YOUR GOAL
Return every entry from the listing below unaltered.

#### DATA FOR PROCESSING

PR #5, opened 2024-05-09
CLP-10747 Character styles don't trump paragraph styles

jurisdatum:
In MS Word, the formatting of a character style does not trump the character formatting of a paragraph style.

For example, if there is a paragraph style named `ParaHeading1` with bold text, and a character style named `fontstyle01` with normal (not bold) text, and if this character style is associated with a run of text within a paragraph associated with this paragraph style, then the text within that run will be bold. (This example is taken from [2024] UKSC 14, included as test/judgments/test82.docx.)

########

WRITTEN REPLY
PR #5, opened 2024-05-09
CLP-10747 Character styles don't trump paragraph styles

jurisdatum:
In MS Word, the formatting of a character style does not trump the character formatting of a paragraph style.

For example, if there is a paragraph style named `ParaHeading1` with bold text, and a character style named `fontstyle01` with normal (not bold) text, and if this character style is associated with a run of text within a paragraph associated with this paragraph style, then the text within that run will be bold. (This example is taken from [2024] UKSC 14, included as test/judgments/test82.docx.)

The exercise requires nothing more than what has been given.